Research Colloquium
Cecily Heiner
School of Computing
University of Utah
Friday, October 10, 2008
3147 MEB
Lecture 3:40 p.m.
Title: Automatically Classifying the Questions that Students Ask
Abstract
Introductory computer science students ask many questions during open lab hours, and answering them is expensive and time consuming. A system that provides automated answers to even some of the questions could reduce the cost of instruction in these classes. However, published information about the distribution of students questions across topics and other dimensions is too scarce to design a system that provides automatic answers. I will present a preliminary analysis of student questions from an
introductory computer science course, logged automatically when students requested help during open lab consulting hours. The data set consists of more than one hundred questions that introductory computer science students asked while working on four weekly programming assignments. The initial data suggest that student questions can be repetitive in nature and that different students ask different kinds of questions.
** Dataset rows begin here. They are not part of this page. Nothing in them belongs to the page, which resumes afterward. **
PR #910, opened 2021-07-15
feat(notifier-buy): shows only available plans for selection

itofarina:
## Description
Compares the available plans in cache with the active plans in the notifier provider instance to check if the plan is available for new subscriptions.

Resolves [RMKT-828](https://rsklabs.atlassian.net/jira/software/projects/RMKT/boards/60?selectedIssue=RMKT-828)

### DIFF
--- a/src/api/rif-notifier-service/subscriptionPlans.ts
+++ b/src/api/rif-notifier-service/subscriptionPlans.ts
@@ -3,7 +3,7 @@ import { NOTIFIER_RESPONSE_STATUSES } from 'api/rif-notifier-service/models/resp
 import { logNotImplemented } from 'utils/utils'
 import { NotifierAPIService } from './interfaces'
 
-export const address = 'getSubscriptionPlans' as const
+export const address = 'getSubscriptionPlans?activePlansOnly=true' as const
 export type Address = typeof address
 
 export default class SubscriptionPlans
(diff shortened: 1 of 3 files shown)


src/api/rif-notifier-service/subscriptionPlans.ts
```diff
@@ -12,13 +12,19 @@ export default class SubscriptionPlans
...
+    if (!isValidResponse) {
+      this.errorReporter({
+        id: 'service-fetch',
+        text: 'Wrong response from notifier provider',
+        error: new Error(`Wrong response from notifier provider ${JSON.stringify(content)}`),
+      })
+    }
 
-    return isValidResponse && anyActive
+    return content.filter(({ planStatus }) => planStatus === 'ACTIVE')
```
vjgene: we can use 

export const address = '/getSubscriptionPlans?activePlansOnly=true' as const

then

return content

src/api/rif-notifier-service/subscriptionPlans.ts
```diff
@@ -12,13 +12,19 @@ export default class SubscriptionPlans
 
   _fetch = (): Promise<SubscriptionPlanResponse> => this.service.find()
 
-  hasActivePlans = async (): Promise<boolean> => {
+  getActivePlans = async (): Promise<Array<SubscriptionPlanDTO>> => {
```
vjgene, line 15: Considering we are checking the length of the plans to determine 'hasActivePlans' in both ProviderRegistrar and NotifierOffersPage, why can't we return a boolean as before?

vjgene (commented):
Looks good. Just couple of suggestions

src/api/rif-notifier-service/subscriptionPlans.ts
itofarina: Looks much better, will adapt, thanks.

src/api/rif-notifier-service/subscriptionPlans.ts
itofarina: For now we are only using the length, but I just changed this with the idea of comparing the plans we are allowing to select in the checkout with this result.
If the plans are not in this result then they shouldn't be selectable. So we need them for the comparison.

vjgene (approved):
Looks good!

PR #932, opened 2021-07-27
feat(notifier): disables unsupported feature - cancel plan

itofarina:
Adds one unsupported feature that we missed to deactivate


0xartem (approved):

vjgene (approved):
Good catch!

PR #974, opened 2021-09-06
fix(storage): fixes visual defects + buggy mapping

jurajpiar:
Resolves https://rsklabs.atlassian.net/browse/RMKT-914
- fixes the ipfs path in the same view:
Screenshot 2021-09-06 at 14 54 34
 - refactors the renaming of RifAddress to AddressItem back  to original
 - fixes the mapping of the storage agreements, when crypto state is not yet populated, by filtering the agreements before mapping, for example upon reload:
 
https://user-images.githubusercontent.com/36888576/132228509-0b45605b-b948-49d3-a756-4aeee99c9e21.mov

### DIFF
--- a/package-lock.json
+++ b/package-lock.json
@@ -1,6 +1,6 @@
 {
   "name": "rif-marketplace-ui",
-  "version": "1.4.2",
+  "version": "1.4.3",
   "lockfileVersion": 1,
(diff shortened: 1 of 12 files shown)


0xartem (approved):
lgtm

PR #977, opened 2021-09-09
fix(notifier-buy): shows only active plans

itofarina:
Shows only the plan options that are present in the notifier instance.


jurajpiar (approved):
LG

PR #9501, opened 2026-01-20
Refactor compiler db string creation

MrEeeeet111:
## Summary

Replaced instances of `"".to_string()` and `"".into()` with `String::new()` across the codebase.

---

## Type of change

Please check **one**:

- [ ] New feature
- [ ] Performance improvement
- [x] Style, wording, formatting, or typo-only change

> ⚠️ Note:

---

## Why is this change needed?

`String::new()` is the idiomatic way to create an empty string in Rust. It is clearer and more explicit than converting an empty string literal. While `"".to_string()` is often optimized, `String::new()` guarantees no allocation check and is the standard practice for initializing empty strings.

---

The code used `"".to_string()` or `"".into()` to generate empty `String` instances.

---

The code now consistently uses `String::new()` for empty string generation.

---

---


orizi:
> To keep maintainer workload sustainable, we generally do not accept PRs that

PR #9516, opened 2026-01-22
Refine felt252 const op reference info

AaronAjose:
Updates `felt252_add_const` and `felt252_sub_const` to use `Deferred(AddConst)` instead of `Generic`.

The goal of this stage of analysis is to automatically classify questions, so as to identify similar previous questions whose answers could be recycled. The most obvious approach to this problem is to remove standard stop words, reduce the data to vector form, and apply a standard similarity measure such as cosine similarity. Although this approach has been used somewhat successfully in previous work in a tutor-initiated dialog system, it was insufficient for classifying the questions that students ask in open labs. The divergence of results suggest that more research is needed to better understand the fundamental differences between tutor initiated and student initiated dialogue and to design an algorithm to automatically classify student questions.